DATA SHOWN:
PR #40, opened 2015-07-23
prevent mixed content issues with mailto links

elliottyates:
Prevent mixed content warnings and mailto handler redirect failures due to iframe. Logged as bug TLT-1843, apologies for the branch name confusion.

==

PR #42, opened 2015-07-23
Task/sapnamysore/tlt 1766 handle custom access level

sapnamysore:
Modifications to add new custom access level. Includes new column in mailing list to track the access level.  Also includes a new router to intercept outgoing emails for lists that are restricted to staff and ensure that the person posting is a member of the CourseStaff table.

WHAT YOU NEED TO DO: Go to the line in the material above that contains "PR #40, opened 2015-07-23" and copy exactly from there through the line that contains "Prevent mixed content warnings", stopping after it.

RESULT OF THIS EXERCISE:
PR #40, opened 2015-07-23
prevent mixed content issues with mailto links

elliottyates:
Prevent mixed content warnings and mailto handler redirect failures due to iframe. Logged as bug TLT-1843, apologies for the branch name confusion.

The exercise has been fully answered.